Bill & Ted Face the Music

September 01, 2020

Keanu Reeves and Alex Winter in Bill & Ted Face the Music (2020)

A sharp-eyed viewer can always tell when the cinematography has been gamed to obscure an actor’s age. Whether it’s the smeary soft-focus lensing or the pancake application of wrinkle-smoothing makeup or Scorsesian CGI wizardry, it never looks quite right. These techniques usually yield the opposite of their intended effect, drawing more attention to the ravages of time and creating the impression of futile youth-clinging.

Credit to the cast and crew of Bill & Ted Face the Music, for gracefully maturing without relinquishing the juvenile spirit that popularised the members of Wyld Stallyns. This sequel to Keanu Reeves and Alex Winter’s sci-fi/comedy franchise arrives nearly three decades after the last instalment, and the script from Chris Matheson and Ed Solomon evinces a self-awareness of how this all looks. Namely: old.

Crisp ambient white lighting and hi-def digital shooting make every line on Theodore Logan and William Preston’s faces pop, their craggier visages in sharp contrast with their unchanged, adolescent body language and speech. A lesser film would fight the inevitable; this one accepts it with a tranquility that can be described only as Keanuesque, and concludes that age needn’t stop anyone from partying on.

Without explicitly dipping into the meta, the set-up bringing Bill and Ted back together capitalises on the feeling that this property may have gotten long in the tooth, turning the air of desperation the enterprise could’ve had into part of the joke. After shredding with Death and saving the world, the guys from San Dimas slowly fell out of favour with the public.

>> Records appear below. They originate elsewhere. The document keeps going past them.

PR #621, opened 2025-08-29
Implemented Clang Tidy

EJain-Dev:
I went through and did a lot of clang tidy checks to start integrating this codebase with all of modern features.


EJain-Dev:
I don't think this will be very successful unless scripts are removed, please let me know your opinion on that, and if you want to keep the scripts, I will close this PR.

EJain-Dev:
Not all files have been linted yet, but I think putting the clang tidy file in now will help for future development and the other files (tuning and tests) can also be linted as they are edited.

src/api_common.cpp
```diff
@@ -107,14 +107,14 @@ void FillCacheForPrecision(Queue& queue) {
     Xhemm<Complex>(queue, nullptr);
     Xherk<Complex, Real>(queue, nullptr);
     Xher2k<Complex, Real>(queue, nullptr);
-    Xspr2<Real>(queue, nullptr);
```
CNugteren: Why was this removed?

src/api_common.cpp
```diff
@@ -142,8 +142,7 @@ StatusCode RetrieveParameters(const RawDeviceID device, const std::string& kerne
   try {
     // Retrieves the device name
     const auto device_cpp = Device(device);
-    const auto platform_id = device_cpp.PlatformID();
-    const auto device_name = GetDeviceName(device_cpp);
+    auto* const platform_id = device_cpp.PlatformID();
```
CNugteren: What's wrong with `const auto`?

src/kernel_preprocessor.cpp
```diff
@@ -70,7 +70,7 @@ bool HasOnlyDigits(const std::string& str) {
 // Simple unsigned integer math parser
 int ParseMath(const std::string& str) {
   // Handles brackets
-  if (str.find(")") != std::string::npos) {
+  if (str.find(')') != std::string::npos) {
```
CNugteren: Is this still the same? It used to be a string and now it is a char, right?

CNugteren (commented):
This PR makes a lot of changes. Not sure if I can properly review all of it. Is there a way to split this up per type of change perhaps? Or would that be a lot of work for you?

I just went through 10 out of the 150 files and gave some comments.

src/api_common.cpp
EJainDev: For clarity, it is suggested to use auto* const instead of const auto which has the same effect. Found throughout the code.

src/database/database.cpp
```diff
@@ -221,7 +221,7 @@ database::Parameters Database::Search(const std::string& this_kernel, const std:
   for (auto& db : this_database) {
     if ((db.kernel == this_kernel) && (db.precision == this_precision || db.precision == Precision::kAny)) {
       // Searches for the right vendor and device type, or selects the default if unavailable
-      const auto parameters =
+      auto parameters =
```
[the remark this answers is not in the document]
EJainDev: Const correctness prevents a move, thus potentially preventing compiler optimization.

EJainDev:
I have to fix IWYU on this PR, so can't be merged yet.

CNugteren:
> There is no easy way to simplify the readability of these changes, however, I will point out that most of these are not functional changes. They simply either improve code readability or performance with minimal actual changes. I would say most of the actual changes are regarding the preprocessor file or files that use multiple kernels, because the ternary operator has been replaced with if statements for 2 or more ternary operators.

Thanks, I understand. Yeah indeed ideally most of your changes could likely be blindly accepted. Still, we have seen in other linting PRs in the past (e.g. IWYU) that even those changes can break functionality. So I'm a bit afraid of simply pressing the accept button here, especially after seeing the first few files and already noticing a few issues. I understand that the tests should cover most of the correctness, but speed is another issue that can't be easily checked. And then there is code-style, with which I mean that blindly applying a linter might not always be the best idea. I also can't go and review all 37,221 additions and 25,945 removals. Or better said, I could review them, but then it has to be worth my time.

So I'm not really sure what to do with this PR yet. What do you think?

One option could be to make a new PR where you add clang-tidy checks to CI with the most minimal amount of checks possible (and thus only a very limited set of fixes). Ideally each commit should be one type of change, such that it is easy to review. And then once we merge that in we might add a second PR with a few more checks? I understand that is work for you of course, so feel free to disagree.

src/database/database.cpp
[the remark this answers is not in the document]
EJainDev: https://clang.llvm.org/extra/clang-tidy/checks/performance/no-automatic-move.html

EJainDev:
I think it would be fastest to do multiple PRs, so I’ll leave this as reference for now, but create mini PR’s to build up to this.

Increasingly eager to be liked, they kept releasing albums to diminishing returns, a force-the-love philosophy that also extends to their relationships with their wives (Erinn Hayes and Jayma Mays).

A couples therapy scene involving both pairs of spouses hits the Step Brothers high of pure absurd bliss, kindred man-children redeemed by their guileless positivity. After all these years, their infectious upbeat attitude has only grown more endearing for its juxtaposition with middle age.

The fate of all creation falls to them once again, as an emissary from the future (Kristen Schaal, portraying the daughter of the late George Carlin’s character) comes with a warning that only the most epic Preston/Logan tune of all time can save the universe as we know it. So begins a convoluted – on purpose, mostly – quest through time on multiple fronts, as Bill and Ted try to get the perfect song from their future-selves who have ostensibly already written it, while their daughters Wilhelmina and Theodora (Brigette Lundy-Paine and Samara Weaving, respectively) help out by assembling the greatest supergroup history has ever known.

It’s a lot of plot for 85-odd minutes, and that’s not even accounting for the neurotic robot Dennis Caleb McCoy or Kid Cudi’s appearance as himself, plus quantum physics expertise. But it all fits, breezed through with a larkish refusal to take any of it too seriously.

The only thing that really counts in this series is music and its power to unify across place and era, the essence of their mantra to “be excellent to each other.” A notion of rock ’n’ roll that now seems obsolete, replete with tasty licks and finger-breaking hammer-ons, has never gone out of style for our good boys even if the world has left guitar music behind.

This film makes us see it their way, compelling us to believe in concepts like “being true to yourself,” which would otherwise be unbearably corny. Bill and Ted’s steadfast affability brings an earnestness to their parting pearls of wisdom, and for a moment, being excellent looks like the most worthwhile human aspiration there is. Nothing bogus about that.